The main purpose of a Bible study is to get to know God better by spending time in his word. However, Bible studies are also a perfect opportunity to build community and add responsibility to your life. Spending time with other believers is uplifting, inspiring, and invigorating.
Adding projects to your Bible study will help members bond with each other and form deeper friendships. Projects are also opportunities for your group to serve the community and gain new perspectives on Bible truth.
Here are six fun projects you can do with your Bible study group to deepen your friendships and learn more about God.
1. Cultivate seedlings
Many stories and parables in the Bible are based on agricultural themes. To make this aspect of Bible cultivation real for your study group, you can plan a spring or summer gardening project. Possibilities for this project include planting window boxes, creating herb pots, or helping an elderly neighbor create a garden.
Pair this project with a study of the story of Ruth or the parable of Jesus’ sower. You could also discuss Paul’s statement in 1 Corinthians 3 that spiritual growth comes from God. In fact, handling and planting seeds will bring these stories to life for your study group.
2. Bake bread
Although today people are running to the store to buy bread, this is a relatively new development. In the Bible, bread is a recurring theme and symbolizes life. In John 6, Jesus refers to an Old Testament story about the Israelites receiving bread from God in the desert. It is called “the bread of life”.

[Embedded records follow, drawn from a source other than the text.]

PR #2062, opened 2026-07-01
MemoryFileSystem: create the file when appending to a missing path

Sreekant13:
Opening a path that doesn't exist yet in append mode behaves differently on MemoryFileSystem than on LocalFileSystem and the builtin `open`:

```python
import fsspec
fsspec.filesystem("file").open("/tmp/new.txt", "ab")   # creates the file
fsspec.filesystem("memory").open("/new.txt", "ab")     # FileNotFoundError
```

open(path, "ab") creates the file if it's missing, and LocalFileSystem inherits that, so having the memory backend raise FileNotFoundError here is surprising. This makes _open create an empty file when the path isn't in the store yet for append modes (a/ab/a+b), then position at the end as before. Read modes (rb/r+b) are unchanged and still raise.

Added a regression test covering the three append modes.

### DIFF
--- a/fsspec/implementations/memory.py
+++ b/fsspec/implementations/memory.py
@@ -197,6 +197,13 @@ class MemoryFileSystem(AbstractFileSystem):
                     # position at the beginning of file
                     f.seek(0)
                 return f
+            elif "a" in mode:
+                # append modes create the file if it does not exist, matching
+                # builtin open() and LocalFileSystem
+                m = MemoryFile(self, path, kwargs.get("data"))
+                if not self._intrans:
+                    m.commit()
+                return m
             else:
                 raise FileNotFoundError(path)
         elif mode in {"wb", "w+b", "xb", "x+b"}:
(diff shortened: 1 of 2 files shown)


fsspec/implementations/memory.py
```diff
@@ -197,6 +197,13 @@ def _open(
                     # position at the beginning of file
                     f.seek(0)
                 return f
+            elif "a" in mode:
+                # append modes create the file if it does not exist, matching
+                # builtin open() and LocalFileSystem
+                m = MemoryFile(self, path, kwargs.get("data"))
+                if not self._intrans:
+                    m.commit()
```
martindurant, line 205: Should make sure to seek to the end of the file. In the test, it is already at the end, but this is not guaranteed.

Sreekant13:
Good point @martindurant, thanks! Pushed a commit that seeks to the end explicitly after creating the file, so it matches the existing-file append path and no longer relies on the new file being empty. Also updated the regression test to assert the position is at the end.

PR #2071, opened 2026-07-14
Fix get_file_extension when a parent directory name contains a dot

Sreekant13:
`get_file_extension` splits on the last `.` in the entire path, so a `.` in a parent directory name is mistaken for the file's extension:

```python
>>> from fsspec.utils import get_file_extension
>>> get_file_extension("/path/to.dir/file")
'dir/file'   # expected ''  (the file has no extension)
>>> get_file_extension("s3://bucket.name/data/file")
'name/data/file'   # expected ''
```

This splits within the final path component instead, so a file with no extension inside a dotted directory correctly returns `""`. Files that do have an extension are not affected. For example, `"/path/to.dir/file.parquet"` still returns `"parquet"`. Added regression tests.

### DIFF
--- a/fsspec/tests/test_utils.py
+++ b/fsspec/tests/test_utils.py
@@ -348,6 +348,10 @@ def test_get_protocol(par):
         ("file:///home/user/no_extension", ""),
         ("/local/path/to/file.json", "json"),
         ("relative/path/file.yaml", "yaml"),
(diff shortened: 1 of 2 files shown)


Sreekant13:
Thank you for the quick merge, @martindurant! Much appreciated.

You can associate this project with many different scriptures. For example, you could bake unleavened bread (bread without yeast) and talk about how leaven was used to represent sin in the Old Testament. You can also discuss the biblical mandate for hospitality and sharing resources with others.
3. Pick up trash
In Genesis, God describes the creation of the Earth and calls it good. Then, he gives humanity the responsibility to care for the Earth and all the wildlife on it. The scriptures teach that the fall inherently damaged what the world was meant to be. However, people still have the privilege and the responsibility to take care of it.
After reading this passage, take your group outside and pick up trash in a local neighborhood or park. By spending time outdoors together, you can remember the beautiful world God has created and talk about ways to better care for it personally.
4. Paint a house
Another way to serve your community is to offer to paint for an elderly neighbor or church friend. Get your group together and plan a paint day to fix a chipped fence, freshen up someone’s faded siding or whitewash an old barn. It’s a fun project that also increases the value of the house.
Working on a house is a perfect opportunity to talk about Jesus’ parable of wise and foolish builders. Ask your study group what their life is built on and how they know it. There are also many Old Testament scriptures that you can refer to that speak of Jesus as the cornerstone.
5. Host a fundraiser
If you think your group is ready to tackle a larger project, consider planning a fundraiser. The Bible reveals that God cares deeply for people who are oppressed, neglected, and abused. Make it your goal to raise money for a foundation that cares for orphans, refugees, and others in need.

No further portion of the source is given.